La commission nationale du débat public (CNDP) organise jusqu’au 18 février une « concertation préalable » sur ce projet de « bassin d’une capacité de stockage totale de 6.500 tonnes » qui vise à « éviter la saturation » des piscines actuelles de La Hague. Les combustibles irradiés dans toutes les centrales de France y refroidissent, soit un peu moins de 10.000 tonnes actuellement, l’équivalent de 100 coeurs de réacteurs.
Des réunions publiques sont prévues dans la Manche et chacun peut également donner son avis sur le site projet-piscine.edf.fr.
En incluant « la possibilité d’installer un 2e bassin ultérieurement » mentionnée dans le projet, les capacités théoriques d’entreposage « doubleraient », s’inquiète Guillaume Hédouin, conseiller régional EELV opposé au projet. L’absence d’eau sur les combustibles peut entraîner une catastrophe nucléaire.
« On a là une question lourde qui se pose: est-ce que c’est raisonnable de laisser une telle quantité de matière nucléaire au même endroit », s’était interrogée en 2018 Barbara Pompili, alors députée LREM après avoir visité La Hague.
Dans un rapport parlementaire publié la même année, elle indiquait « continuer de s’interroger sur la nécessité d'(y) construire à grand frais une piscine centralisée dotée de deux bassins ayant pratiquement chacun la taille d’un terrain de football ».
La nouvelle piscine évaluée à 1,25 milliard d’euros serait toutefois « protégée par une paroi bunkerisée » selon EDF, contrairement aux bassins actuels propriété d’Orano qui les considère comme sûrs.
Le sénateur PS de la Manche Jean-Michel Houllegatte est lui favorable au projet.
L’unité recyclage d’Orano emploie 4.800 personnes en France.
Surtout, le lancement de ce projet est « vraiment urgent », face aux risques de saturation des bassins actuels, estimait en juin 2020 le président de l’Autorité de sûreté nucléaire (ASN) Bernard Doroszczuk.
Fin 2016, le taux d’espace disponible dans les piscines était de 7,4% selon Orano.
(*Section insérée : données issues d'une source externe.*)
PR #999, opened 2023-03-20
pt.yml (I'm fluent - Translation)

opZywl:


opZywl:
added Portuguese translation. 
Grim is widely used on servers that speak Portuguese and that will be great

gabrielvicenteYT:
Multiple writing inconsistencies, is it “alertas”, or “sinalizações” (You can't keep both, they're being used in a similar context)? These have a similar meaning, but are not synonyms. Therefore, you should re-translate part of the text in order to make it both easier to understand and more readable. Keep in mind that the wall of text that I have written has multiple grammatical mistakes; though I'm trying to improve my English skills (I'm in the A1 English level).

opZywl:
I understand your questions as synonymous words, therefore, no Portuguese usually uses derivatives and these fit both in Brazilian Portuguese. than the root Portuguese itself

gabrielvicenteYT:
You created multiple unneeded, so my point still stands. You need to choose one, though both work. "Sinalizações" is better, in my opinion.

src/main/resources/messages/pt.yml
```diff
@@ -0,0 +1,48 @@
+# \u00BB é » (duplo >>), ANSI e UTF-8 interpretam isso de maneiras diferentes... você pode até ver ? devido a isso
+prefix: "&bGrim &8\u00BB"
+
+alerts-enabled: "%prefix% &fAlertas habilitados"
+alerts-disabled: "%prefix% &fAlertas desabilitados"
```
gabrielvicenteYT, line 5: Replace lines 4 and 5 with:

```
alerts-enabled: "%prefix% &fSinalizações ligadas"
alerts-disabled: "%prefix% &fSinalizações desligadas"
```

OR

```
alerts-enabled: "%prefix% &fAlertas ligados"
alerts-disabled: "%prefix% &fAlertas desligados"
```

src/main/resources/messages/pt.yml
```diff
@@ -0,0 +1,48 @@
...
+
+profile:
+  - "&7======================"
+  - "%prefix% &bPerfil para &f%player%"
+  - "&bPing: &f%ping%"
+  - "&bVersão: &f%version%"
+  - "&bMarca do Client: &f%brand%"
+  - "&bSensibilidade Horizontal: &f%h_sensitivity%%"
+  - "&bSensibilidade Vertical: &f%v_sensitivity%%"
+  - "&bFastMath Habilitado: &f%fast_math%"
```
gabrielvicenteYT, line 35: "Ligado" seems a better option than "Habilitado", since you're not going to kill "FastMath", which is "Fast Math" instead

Just for the lolz, I'll fix this too.
Replace line 35 with:
```
- "&bFast Math ligado: &f%fast_math%"
```

src/main/resources/messages/pt.yml
```diff
@@ -0,0 +1,48 @@
...
+help:
+  - "&7======================"
+  - "/grim alerts &f- &7Ativa ou desativa alertas"
+  - "/grim profile <player> &f- &7Visualiza informações do jogador"
+  - "/grim help &f- &7Exibe esta mensagem de ajuda"
+  - "/grim debug <player> &f- &7Saída de previsão do desenvolvedor"
+  - "/grim perf &f- &7ms/predição do desenvolvedor"
+  - "/grim reload &f- &7Recarrega a configuração"
+  - "/grim spectate <player> &f- &7Espia um jogador"
+  - "/grim verbose &f- &fMostra todas as sinalizações para você, sem buffers"
```
gabrielvicenteYT, line 46: Since you prefer "Alertas" (I'm starting to like it too), I'll fix this too:

Replace line 46 with:
```
- "/grim verbose &f- &fMostra todos os alertas para você, sem buffers"
- ```

gabrielvicenteYT (changes requested):
Though there are more things to point out, I'll admit that I'm quite lazy right now.

opZywl:
although its words bring different meanings, it is not the correct way to use it. maybe your translation is more to portuguese from portugal

gabrielvicenteYT:
> Albeit its words bring different meanings, it is not the correct way to use it. Maybe your translation is directed to Portuguese from Portugal

Though this is true up to an extent, I continuously work on improving my translations. Either way, in 1990 in Portugal, Brazil, and a few other Portuguese-speaking countries, Portuguese almost became 1 language. The exception is formal and informal language communication types, which nearly remained the same.
This means that while that might not seem true, my way works too.

opZywl:
> although its words bring different meanings, it is not the correct way to use it. maybe your translation is more to portuguese from portugal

Si les bassins sont pleins, les réacteurs doivent progressivement s’arrêter.
« Exception française »
Aujourd’hui, le gendarme du nucléaire redoute même une « saturation (…) beaucoup plus rapide que prévu » des piscines de la Hague, selon un document daté du 25 octobre, deux semaines avant que l’Elysée n’annonce sa volonté de « relancer la construction de réacteurs nucléaires ».
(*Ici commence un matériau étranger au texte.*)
PR #1002, opened 2023-03-22
Bump versions

ghost:


SamB440:
Shouldn't gradlew and gradle.bat be updated as well? I believe you actually have to install gradle and run `gradle wrapper` in the root project directory.

PR #256, opened 2016-02-23
update debian/ to use cleaner pybuild system

ProfessorKaos64:
* Uses [pybuild](https://wiki.debian.org/Python/LibraryStyleGuide) build system for clean builds
* Makes use of debhelper (python), `dh-python`

This is just a thought, and I recall you use OpenSuSe to build, so I understand if this isn't accepted. Tested with clean-room building utilizing pbuilder.


debian/control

Les craintes de l’ASN sont liées à « l’aggravation des difficultés auxquelles Orano est confrontée » dans son usine de Marcoule (Gard) pour faire du MOX, un combustible fabriqué à partir du retraitement des combustibles irradiés entreposés à La Hague, selon l’ASN.
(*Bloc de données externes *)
Issue #274, opened 2016-04-22
Use a dark theme by default ?


MrTimscampi:
This is a proposal, not really an issue.

I made a quick change to run Lutris with the dark variant of the user's GTK theme by default.
Imho, it looks much better with the current interface and makes it feel a little bit more like Steam.

It's completely standard, so will work for all users.

Here is how it looks with the default Adwaita theme:
![screenshot from 2016-04-22 20-26-55](https://cloud.githubusercontent.com/assets/1087450/14751108/97128d2e-08c8-11e6-8c5e-5b868ec4601d.png)

And with the latest version of Arc:
![screenshot from 2016-04-22 20-27-42](https://cloud.githubusercontent.com/assets/1087450/14751126/aeac8dea-08c8-11e6-94e5-eb1ef61e8566.png)

If there is interest, I can send a pull request (It's already up in the "dark-theme" branch of my fork) and re-locate the code if need be (It's currently in lutriswindow.py, right after the regular settings)

strycore:
I'm so used of seeing Lutris with a dark theme (currently using Arc dark) that I didn't think about it! ^^ 
Please submit a pull request, I'll gladly accept it

MrTimscampi:
Done :)

PR #275, opened 2016-04-22
Set GTK to use the dark variant of the user's theme by default

MrTimscampi:
As mentioned in #274, this tells GTK to use the dark variant of the user's theme by default for Lutris.


strycore:
Thanks!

Comme Marcoule produit moins, La Hague retire moins de combustibles de ses piscines qui continuent à se remplir.
D’autant qu’Orano a dû arrêter fin septembre pour au moins de deux mois une de ses deux usines de retraitement de la Hague à la suite notamment d’un problème de corrosion.
La mise en service du premier bassin est annoncée par EDF pour 2034. Orano a demandé l’autorisation de mettre plus de combustibles de ses piscines en attendant.
Selon Yannick Rousselet de Greenpeace France, une saturation est désormais redoutée pour 2028.
Pour l’ONG comme pour EELV, il faut renoncer au retraitement et aux piscines de la Hague, pour entreposer les combustibles à sec à côté de chaque centrale, comme cela se fait à l’étranger. Et pour eux, c’est faisable dans les délais imposés par les risques de saturation.
« Le retraitement constitue une exception française qui contribue à l’accroissement des risques en matière de sûreté et présente une pertinence économique contestable », écrivait Mme Pompili dans son rapport préconisant d’étudier la piste de l’entreposage à sec. L’ASN a aussi demandé à EDF d’y réfléchir en parallèle à son projet de bassin.
Selon Orano, le retraitement sert à réduire le volume des déchets. Pour EELV, le retraitement est « un tour de passe-passe, un vrai scandale ». Les combustibles recyclés fabriqués par Orano sont très peu utilisés dans les faits, selon les écologistes.